(Records drawn from a dataset)
⟨
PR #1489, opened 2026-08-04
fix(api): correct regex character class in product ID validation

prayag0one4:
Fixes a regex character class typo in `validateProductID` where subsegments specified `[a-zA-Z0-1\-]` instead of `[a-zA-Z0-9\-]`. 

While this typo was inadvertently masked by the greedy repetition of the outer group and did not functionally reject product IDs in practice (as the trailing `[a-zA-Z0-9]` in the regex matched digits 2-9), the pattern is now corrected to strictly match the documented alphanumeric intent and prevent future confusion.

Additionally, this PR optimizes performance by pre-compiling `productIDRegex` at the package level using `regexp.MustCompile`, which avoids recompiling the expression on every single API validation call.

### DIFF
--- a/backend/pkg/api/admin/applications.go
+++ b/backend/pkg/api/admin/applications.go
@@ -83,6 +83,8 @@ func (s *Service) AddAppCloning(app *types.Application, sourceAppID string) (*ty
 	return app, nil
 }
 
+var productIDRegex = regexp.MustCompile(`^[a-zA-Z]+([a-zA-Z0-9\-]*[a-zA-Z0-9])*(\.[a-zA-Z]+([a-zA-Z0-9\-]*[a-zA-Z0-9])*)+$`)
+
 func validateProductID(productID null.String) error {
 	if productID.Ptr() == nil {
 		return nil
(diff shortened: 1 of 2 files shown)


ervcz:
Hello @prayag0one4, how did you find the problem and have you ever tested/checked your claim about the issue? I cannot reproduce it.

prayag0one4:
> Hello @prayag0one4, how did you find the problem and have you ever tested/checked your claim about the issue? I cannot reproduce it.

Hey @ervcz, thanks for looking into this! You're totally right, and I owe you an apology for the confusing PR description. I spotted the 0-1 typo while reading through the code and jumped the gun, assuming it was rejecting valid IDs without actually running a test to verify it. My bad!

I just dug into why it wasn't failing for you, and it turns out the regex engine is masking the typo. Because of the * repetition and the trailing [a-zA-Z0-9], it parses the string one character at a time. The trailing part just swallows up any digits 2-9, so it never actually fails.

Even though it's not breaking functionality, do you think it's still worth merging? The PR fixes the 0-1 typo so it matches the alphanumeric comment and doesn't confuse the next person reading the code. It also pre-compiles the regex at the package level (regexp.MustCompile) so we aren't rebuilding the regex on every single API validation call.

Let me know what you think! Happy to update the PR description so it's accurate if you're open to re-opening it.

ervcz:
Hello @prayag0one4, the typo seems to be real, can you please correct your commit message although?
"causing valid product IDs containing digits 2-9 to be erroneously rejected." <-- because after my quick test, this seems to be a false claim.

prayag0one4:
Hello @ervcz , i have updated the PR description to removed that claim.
⟩
⟨
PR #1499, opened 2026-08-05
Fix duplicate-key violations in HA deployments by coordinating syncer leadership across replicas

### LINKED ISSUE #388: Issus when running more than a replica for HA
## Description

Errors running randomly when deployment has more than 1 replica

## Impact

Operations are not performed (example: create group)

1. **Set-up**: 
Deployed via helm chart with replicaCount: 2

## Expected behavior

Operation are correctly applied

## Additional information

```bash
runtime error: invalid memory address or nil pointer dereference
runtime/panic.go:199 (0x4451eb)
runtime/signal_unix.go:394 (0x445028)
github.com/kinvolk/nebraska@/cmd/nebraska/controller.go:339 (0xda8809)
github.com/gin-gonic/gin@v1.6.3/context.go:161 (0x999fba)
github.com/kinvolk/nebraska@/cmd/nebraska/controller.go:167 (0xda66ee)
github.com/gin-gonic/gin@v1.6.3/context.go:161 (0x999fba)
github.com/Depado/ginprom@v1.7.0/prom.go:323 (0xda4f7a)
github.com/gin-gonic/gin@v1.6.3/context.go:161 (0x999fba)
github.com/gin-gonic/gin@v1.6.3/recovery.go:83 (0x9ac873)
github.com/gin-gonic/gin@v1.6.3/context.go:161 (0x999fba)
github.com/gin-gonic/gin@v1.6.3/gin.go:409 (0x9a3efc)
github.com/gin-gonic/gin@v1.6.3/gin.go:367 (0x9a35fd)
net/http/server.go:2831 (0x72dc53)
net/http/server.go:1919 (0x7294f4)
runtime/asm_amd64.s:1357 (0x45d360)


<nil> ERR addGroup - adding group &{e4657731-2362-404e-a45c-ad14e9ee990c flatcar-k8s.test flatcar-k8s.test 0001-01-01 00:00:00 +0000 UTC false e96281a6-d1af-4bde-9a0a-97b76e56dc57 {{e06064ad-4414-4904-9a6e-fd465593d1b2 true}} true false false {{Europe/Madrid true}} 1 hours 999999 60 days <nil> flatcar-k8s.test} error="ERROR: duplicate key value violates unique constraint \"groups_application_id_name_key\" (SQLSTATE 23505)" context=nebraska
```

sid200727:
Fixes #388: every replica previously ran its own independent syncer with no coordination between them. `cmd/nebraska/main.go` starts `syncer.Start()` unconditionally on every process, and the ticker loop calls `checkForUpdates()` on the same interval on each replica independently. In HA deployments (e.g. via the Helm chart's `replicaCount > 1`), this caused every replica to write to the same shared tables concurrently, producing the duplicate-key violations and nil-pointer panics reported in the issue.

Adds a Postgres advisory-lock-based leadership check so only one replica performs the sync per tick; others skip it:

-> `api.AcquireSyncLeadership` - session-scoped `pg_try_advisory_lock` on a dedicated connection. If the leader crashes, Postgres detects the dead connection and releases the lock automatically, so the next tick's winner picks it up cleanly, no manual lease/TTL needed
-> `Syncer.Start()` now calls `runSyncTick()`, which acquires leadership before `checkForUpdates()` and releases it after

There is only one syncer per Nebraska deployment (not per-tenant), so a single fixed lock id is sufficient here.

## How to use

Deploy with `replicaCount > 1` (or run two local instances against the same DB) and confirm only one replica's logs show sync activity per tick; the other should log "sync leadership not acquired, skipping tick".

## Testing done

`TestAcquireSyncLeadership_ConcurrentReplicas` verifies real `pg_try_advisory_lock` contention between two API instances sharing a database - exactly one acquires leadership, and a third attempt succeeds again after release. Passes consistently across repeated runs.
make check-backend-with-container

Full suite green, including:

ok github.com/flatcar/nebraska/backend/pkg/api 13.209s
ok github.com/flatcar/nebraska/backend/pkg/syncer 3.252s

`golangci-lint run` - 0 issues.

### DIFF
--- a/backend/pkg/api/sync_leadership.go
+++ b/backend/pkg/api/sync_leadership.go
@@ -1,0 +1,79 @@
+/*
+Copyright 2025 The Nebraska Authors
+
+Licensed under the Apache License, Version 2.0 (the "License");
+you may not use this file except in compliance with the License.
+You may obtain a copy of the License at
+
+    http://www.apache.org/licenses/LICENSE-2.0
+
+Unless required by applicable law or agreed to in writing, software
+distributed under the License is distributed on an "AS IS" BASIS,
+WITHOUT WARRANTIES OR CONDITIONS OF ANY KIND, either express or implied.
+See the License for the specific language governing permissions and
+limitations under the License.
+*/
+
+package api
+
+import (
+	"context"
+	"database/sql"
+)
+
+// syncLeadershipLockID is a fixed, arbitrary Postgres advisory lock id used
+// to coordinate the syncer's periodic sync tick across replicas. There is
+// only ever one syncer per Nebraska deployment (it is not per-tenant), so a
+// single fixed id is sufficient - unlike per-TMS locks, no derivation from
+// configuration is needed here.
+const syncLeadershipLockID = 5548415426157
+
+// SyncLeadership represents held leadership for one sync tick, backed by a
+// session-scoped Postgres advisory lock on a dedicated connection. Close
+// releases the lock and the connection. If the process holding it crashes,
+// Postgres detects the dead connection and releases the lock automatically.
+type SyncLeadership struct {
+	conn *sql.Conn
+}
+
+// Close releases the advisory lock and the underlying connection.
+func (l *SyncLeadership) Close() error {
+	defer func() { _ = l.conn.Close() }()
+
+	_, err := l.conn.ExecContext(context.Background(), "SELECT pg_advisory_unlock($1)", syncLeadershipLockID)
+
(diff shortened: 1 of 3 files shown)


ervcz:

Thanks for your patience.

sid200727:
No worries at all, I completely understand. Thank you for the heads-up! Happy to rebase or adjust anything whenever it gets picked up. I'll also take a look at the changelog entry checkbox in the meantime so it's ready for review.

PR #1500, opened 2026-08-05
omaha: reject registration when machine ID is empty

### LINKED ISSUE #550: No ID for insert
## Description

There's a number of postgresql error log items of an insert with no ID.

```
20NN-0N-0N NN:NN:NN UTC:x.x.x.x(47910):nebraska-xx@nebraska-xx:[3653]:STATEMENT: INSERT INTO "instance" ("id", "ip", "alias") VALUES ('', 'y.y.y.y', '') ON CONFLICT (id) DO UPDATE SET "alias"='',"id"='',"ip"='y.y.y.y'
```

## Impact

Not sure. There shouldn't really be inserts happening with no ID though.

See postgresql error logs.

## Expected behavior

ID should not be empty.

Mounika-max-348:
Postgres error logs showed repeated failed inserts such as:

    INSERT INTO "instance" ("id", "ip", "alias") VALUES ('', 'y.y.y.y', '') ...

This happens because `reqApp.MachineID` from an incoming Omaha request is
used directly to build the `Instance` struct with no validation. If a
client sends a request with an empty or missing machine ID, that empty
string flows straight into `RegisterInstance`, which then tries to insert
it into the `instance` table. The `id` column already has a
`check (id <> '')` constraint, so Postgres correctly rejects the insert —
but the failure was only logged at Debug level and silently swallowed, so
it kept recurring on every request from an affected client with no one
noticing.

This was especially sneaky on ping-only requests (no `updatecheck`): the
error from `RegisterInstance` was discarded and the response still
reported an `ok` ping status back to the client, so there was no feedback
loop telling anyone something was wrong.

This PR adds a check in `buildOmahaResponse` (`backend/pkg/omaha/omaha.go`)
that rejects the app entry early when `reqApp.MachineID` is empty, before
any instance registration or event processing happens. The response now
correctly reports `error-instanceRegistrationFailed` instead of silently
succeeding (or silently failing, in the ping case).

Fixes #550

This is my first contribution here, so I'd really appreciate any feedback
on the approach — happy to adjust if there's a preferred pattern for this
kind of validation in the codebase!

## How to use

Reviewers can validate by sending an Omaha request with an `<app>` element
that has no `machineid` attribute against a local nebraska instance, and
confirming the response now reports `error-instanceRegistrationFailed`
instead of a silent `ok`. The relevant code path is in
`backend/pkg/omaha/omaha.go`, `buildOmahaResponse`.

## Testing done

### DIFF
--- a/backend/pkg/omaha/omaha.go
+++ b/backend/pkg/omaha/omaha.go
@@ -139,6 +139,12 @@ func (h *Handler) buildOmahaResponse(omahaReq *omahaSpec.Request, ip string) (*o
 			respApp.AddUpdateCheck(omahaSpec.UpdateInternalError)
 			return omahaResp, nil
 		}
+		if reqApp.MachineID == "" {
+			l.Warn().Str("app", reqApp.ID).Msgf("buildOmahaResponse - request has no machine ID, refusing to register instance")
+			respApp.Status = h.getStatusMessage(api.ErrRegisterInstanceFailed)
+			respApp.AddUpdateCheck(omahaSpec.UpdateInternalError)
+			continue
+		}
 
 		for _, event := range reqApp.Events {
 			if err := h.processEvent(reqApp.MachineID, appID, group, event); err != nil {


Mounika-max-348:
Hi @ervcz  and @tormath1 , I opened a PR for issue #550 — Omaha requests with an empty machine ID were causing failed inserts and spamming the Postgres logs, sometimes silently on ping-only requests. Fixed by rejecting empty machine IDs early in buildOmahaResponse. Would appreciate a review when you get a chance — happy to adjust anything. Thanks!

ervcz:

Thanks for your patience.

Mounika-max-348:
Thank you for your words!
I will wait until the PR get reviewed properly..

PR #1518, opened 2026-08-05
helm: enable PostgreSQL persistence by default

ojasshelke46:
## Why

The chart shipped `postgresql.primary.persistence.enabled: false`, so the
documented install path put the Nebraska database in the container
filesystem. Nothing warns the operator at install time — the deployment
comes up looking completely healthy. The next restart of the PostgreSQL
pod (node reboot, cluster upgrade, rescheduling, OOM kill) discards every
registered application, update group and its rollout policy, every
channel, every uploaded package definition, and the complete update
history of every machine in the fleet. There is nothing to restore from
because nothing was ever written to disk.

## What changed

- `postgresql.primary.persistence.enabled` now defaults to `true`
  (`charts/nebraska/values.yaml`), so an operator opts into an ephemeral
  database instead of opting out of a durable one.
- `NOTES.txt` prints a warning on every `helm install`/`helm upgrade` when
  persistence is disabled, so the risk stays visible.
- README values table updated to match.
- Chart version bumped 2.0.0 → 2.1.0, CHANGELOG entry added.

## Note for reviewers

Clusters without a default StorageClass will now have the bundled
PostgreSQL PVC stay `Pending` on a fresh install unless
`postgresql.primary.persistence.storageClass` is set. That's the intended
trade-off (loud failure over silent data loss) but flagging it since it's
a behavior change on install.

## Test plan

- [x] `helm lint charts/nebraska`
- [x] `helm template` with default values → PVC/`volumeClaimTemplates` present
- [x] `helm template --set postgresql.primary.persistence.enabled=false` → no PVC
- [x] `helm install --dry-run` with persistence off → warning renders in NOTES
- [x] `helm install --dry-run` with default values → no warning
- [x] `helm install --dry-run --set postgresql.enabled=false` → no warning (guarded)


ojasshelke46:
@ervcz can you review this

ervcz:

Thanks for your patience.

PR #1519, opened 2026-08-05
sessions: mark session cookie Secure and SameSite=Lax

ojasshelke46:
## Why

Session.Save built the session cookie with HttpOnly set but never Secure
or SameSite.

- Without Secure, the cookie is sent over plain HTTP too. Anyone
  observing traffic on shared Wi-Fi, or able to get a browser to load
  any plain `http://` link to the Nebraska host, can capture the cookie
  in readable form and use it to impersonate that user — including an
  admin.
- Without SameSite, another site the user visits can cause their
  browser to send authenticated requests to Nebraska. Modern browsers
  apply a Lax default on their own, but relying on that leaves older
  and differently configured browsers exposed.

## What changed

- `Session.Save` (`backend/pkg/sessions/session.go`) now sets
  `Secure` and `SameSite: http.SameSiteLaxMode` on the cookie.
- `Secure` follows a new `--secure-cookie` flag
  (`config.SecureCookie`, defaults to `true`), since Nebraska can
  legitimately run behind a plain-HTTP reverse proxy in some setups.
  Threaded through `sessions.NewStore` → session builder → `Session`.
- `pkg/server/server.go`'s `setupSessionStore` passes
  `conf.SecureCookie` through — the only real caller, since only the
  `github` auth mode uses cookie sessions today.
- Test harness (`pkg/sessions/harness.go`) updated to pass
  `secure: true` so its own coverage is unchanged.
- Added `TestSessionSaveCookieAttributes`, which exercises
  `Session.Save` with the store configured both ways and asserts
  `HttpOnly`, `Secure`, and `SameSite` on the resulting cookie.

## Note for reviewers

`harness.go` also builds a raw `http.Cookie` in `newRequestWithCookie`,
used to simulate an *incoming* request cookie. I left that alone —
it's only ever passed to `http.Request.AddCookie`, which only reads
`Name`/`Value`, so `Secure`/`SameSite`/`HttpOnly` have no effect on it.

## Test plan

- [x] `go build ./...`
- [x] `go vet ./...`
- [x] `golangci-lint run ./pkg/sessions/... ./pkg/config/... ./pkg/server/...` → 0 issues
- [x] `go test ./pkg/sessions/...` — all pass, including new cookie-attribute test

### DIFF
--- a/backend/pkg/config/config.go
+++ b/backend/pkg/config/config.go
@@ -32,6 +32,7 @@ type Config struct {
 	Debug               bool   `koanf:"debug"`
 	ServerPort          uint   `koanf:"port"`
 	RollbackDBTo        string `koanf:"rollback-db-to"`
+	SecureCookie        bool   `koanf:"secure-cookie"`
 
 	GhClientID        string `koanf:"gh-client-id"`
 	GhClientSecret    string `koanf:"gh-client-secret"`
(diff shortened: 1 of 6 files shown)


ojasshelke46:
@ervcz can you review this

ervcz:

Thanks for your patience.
⟩
⟨
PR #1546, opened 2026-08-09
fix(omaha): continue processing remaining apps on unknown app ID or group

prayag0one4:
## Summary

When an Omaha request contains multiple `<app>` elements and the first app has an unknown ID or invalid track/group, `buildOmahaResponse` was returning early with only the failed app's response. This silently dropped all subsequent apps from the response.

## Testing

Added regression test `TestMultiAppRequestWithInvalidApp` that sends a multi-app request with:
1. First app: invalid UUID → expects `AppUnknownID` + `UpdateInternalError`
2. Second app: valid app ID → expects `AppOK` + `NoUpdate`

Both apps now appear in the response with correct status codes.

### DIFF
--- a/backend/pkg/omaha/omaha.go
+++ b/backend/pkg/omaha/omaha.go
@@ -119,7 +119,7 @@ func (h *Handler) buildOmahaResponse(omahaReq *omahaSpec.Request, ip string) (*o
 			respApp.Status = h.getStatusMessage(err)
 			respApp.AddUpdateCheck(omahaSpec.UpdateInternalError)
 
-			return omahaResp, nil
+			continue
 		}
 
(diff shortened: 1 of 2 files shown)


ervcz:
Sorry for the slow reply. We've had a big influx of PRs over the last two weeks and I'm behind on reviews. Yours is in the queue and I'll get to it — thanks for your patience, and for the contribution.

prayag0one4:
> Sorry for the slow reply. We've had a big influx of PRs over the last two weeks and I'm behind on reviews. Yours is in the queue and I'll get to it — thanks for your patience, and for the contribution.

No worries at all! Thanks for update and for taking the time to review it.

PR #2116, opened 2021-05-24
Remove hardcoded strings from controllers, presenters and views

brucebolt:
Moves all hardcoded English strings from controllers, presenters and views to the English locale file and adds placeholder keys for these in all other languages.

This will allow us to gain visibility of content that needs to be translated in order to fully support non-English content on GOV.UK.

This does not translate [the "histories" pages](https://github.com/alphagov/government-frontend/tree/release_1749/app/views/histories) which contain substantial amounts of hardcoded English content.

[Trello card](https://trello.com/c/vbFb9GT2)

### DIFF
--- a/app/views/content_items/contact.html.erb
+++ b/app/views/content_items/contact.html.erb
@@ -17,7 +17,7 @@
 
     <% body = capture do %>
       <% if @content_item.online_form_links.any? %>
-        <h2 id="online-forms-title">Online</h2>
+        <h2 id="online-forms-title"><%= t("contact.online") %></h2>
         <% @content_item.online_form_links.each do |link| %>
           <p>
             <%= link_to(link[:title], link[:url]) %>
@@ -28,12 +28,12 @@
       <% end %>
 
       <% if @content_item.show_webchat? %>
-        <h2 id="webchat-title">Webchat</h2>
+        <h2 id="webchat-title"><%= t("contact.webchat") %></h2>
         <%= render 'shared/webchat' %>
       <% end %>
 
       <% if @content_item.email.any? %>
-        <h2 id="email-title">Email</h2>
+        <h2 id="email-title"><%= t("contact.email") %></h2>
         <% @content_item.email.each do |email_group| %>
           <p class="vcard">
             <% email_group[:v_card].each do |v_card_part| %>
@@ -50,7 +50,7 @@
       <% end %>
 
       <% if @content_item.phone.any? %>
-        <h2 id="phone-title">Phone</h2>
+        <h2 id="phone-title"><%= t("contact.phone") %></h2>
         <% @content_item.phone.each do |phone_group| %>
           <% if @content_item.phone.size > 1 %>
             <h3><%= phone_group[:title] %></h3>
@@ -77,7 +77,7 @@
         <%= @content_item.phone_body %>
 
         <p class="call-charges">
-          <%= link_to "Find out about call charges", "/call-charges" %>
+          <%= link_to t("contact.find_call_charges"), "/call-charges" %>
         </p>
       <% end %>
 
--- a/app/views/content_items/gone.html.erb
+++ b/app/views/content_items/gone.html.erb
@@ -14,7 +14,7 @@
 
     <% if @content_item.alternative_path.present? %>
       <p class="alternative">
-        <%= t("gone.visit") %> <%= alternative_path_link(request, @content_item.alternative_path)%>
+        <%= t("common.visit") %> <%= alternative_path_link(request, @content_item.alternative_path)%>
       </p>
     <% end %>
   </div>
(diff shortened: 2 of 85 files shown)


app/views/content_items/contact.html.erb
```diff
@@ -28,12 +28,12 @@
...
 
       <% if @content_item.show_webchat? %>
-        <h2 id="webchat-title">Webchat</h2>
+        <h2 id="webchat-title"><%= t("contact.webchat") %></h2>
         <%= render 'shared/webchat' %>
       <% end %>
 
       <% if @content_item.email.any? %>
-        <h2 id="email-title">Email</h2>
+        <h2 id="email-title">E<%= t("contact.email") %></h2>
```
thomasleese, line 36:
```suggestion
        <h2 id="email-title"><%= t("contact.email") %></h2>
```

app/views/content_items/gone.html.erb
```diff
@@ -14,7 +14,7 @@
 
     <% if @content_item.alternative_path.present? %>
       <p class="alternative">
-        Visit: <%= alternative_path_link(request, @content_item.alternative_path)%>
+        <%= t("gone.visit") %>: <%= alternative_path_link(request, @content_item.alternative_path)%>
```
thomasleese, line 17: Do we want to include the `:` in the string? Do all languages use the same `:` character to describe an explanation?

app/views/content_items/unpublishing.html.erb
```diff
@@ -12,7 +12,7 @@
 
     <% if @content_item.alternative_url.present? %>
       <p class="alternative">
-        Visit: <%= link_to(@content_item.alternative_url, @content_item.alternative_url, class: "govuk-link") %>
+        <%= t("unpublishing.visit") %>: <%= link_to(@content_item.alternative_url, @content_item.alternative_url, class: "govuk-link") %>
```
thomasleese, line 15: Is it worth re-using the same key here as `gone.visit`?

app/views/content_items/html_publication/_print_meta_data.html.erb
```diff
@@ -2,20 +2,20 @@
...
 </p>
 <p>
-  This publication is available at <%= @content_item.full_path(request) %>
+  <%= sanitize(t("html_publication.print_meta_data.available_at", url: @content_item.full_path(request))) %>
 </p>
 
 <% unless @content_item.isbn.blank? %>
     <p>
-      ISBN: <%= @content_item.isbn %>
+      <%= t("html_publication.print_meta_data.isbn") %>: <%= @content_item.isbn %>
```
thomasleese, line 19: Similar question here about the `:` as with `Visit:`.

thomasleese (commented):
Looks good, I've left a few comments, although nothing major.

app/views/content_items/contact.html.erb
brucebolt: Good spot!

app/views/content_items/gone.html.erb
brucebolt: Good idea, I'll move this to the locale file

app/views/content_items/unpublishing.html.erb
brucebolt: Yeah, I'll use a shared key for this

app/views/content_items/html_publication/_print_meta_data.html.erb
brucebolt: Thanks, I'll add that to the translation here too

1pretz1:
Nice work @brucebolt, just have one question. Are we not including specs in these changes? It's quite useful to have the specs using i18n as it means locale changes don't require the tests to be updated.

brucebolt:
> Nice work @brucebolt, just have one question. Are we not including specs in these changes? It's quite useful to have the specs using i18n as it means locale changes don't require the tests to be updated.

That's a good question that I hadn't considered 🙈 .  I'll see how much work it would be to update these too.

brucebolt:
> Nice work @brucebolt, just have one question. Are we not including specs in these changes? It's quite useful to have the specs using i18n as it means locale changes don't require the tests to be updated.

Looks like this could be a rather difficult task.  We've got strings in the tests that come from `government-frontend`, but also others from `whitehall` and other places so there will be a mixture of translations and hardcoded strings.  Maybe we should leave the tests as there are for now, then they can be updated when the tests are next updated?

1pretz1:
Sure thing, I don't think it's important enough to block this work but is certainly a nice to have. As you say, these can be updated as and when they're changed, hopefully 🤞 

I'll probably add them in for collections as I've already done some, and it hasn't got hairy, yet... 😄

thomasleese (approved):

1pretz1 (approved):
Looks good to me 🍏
⟩
Directions —
From the entries above, copy out every line where the string "Debug" appears.

Exercise solution —
but the failure was only logged at Debug level and silently swallowed, so
 	Debug               bool   `koanf:"debug"`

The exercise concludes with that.